WORK TASK:
Search term "protocol": copy each line of the records that contains it.

Stored items:
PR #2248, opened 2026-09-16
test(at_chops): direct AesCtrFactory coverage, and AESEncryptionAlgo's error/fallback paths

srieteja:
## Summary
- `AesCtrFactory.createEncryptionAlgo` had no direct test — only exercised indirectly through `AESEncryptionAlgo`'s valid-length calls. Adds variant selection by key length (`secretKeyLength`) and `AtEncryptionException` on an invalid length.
* * *
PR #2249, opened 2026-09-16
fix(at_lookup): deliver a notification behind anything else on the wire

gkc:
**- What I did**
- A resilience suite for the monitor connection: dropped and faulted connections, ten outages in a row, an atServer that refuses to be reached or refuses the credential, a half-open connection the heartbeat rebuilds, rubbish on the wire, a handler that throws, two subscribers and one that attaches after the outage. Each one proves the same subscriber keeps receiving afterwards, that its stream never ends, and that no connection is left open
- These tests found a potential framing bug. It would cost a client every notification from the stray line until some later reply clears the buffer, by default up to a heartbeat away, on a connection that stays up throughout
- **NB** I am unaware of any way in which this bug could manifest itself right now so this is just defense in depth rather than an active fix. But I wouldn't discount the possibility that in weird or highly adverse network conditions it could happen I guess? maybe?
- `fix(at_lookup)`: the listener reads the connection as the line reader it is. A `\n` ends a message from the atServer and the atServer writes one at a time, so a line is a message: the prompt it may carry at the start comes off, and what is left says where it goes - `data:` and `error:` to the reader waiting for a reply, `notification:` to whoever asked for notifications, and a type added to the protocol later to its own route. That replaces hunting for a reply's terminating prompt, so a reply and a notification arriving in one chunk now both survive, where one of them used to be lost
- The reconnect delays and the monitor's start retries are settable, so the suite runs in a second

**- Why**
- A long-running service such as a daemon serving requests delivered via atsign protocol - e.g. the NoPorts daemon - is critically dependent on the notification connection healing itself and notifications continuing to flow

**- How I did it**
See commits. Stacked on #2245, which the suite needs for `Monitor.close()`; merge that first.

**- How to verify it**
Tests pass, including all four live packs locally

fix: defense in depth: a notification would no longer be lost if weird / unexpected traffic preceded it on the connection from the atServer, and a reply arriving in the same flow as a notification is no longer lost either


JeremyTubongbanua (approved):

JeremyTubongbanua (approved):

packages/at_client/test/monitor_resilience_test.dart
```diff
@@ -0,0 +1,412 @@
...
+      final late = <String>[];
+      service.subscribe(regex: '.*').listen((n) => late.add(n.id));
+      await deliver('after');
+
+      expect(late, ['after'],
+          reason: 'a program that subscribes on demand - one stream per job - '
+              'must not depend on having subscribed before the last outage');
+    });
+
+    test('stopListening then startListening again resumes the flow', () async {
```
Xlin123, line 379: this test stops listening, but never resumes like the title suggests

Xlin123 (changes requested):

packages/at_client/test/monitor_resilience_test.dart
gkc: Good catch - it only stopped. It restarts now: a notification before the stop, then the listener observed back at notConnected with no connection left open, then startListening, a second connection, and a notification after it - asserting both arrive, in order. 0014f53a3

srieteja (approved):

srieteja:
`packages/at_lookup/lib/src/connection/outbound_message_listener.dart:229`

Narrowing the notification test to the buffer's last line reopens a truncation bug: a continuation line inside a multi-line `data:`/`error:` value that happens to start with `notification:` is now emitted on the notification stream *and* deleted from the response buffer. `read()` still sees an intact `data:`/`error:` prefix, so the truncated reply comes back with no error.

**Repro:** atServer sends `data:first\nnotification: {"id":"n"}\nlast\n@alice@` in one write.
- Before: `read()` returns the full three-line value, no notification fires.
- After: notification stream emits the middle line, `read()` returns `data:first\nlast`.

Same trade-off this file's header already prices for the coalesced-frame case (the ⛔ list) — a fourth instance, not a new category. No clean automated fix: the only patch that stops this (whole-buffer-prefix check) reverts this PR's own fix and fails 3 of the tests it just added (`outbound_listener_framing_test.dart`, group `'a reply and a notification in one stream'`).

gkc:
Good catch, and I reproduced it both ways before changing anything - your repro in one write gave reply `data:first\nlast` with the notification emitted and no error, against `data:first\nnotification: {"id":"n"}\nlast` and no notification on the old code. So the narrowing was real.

EXERCISE OUTPUT:
- `fix(at_lookup)`: the listener reads the connection as the line reader it is. A `\n` ends a message from the atServer and the atServer writes one at a time, so a line is a message: the prompt it may carry at the start comes off, and what is left says where it goes - `data:` and `error:` to the reader waiting for a reply, `notification:` to whoever asked for notifications, and a type added to the protocol later to its own route. That replaces hunting for a reply's terminating prompt, so a reply and a notification arriving in one chunk now both survive, where one of them used to be lost
- A long-running service such as a daemon serving requests delivered via atsign protocol - e.g. the NoPorts daemon - is critically dependent on the notification connection healing itself and notifications continuing to flow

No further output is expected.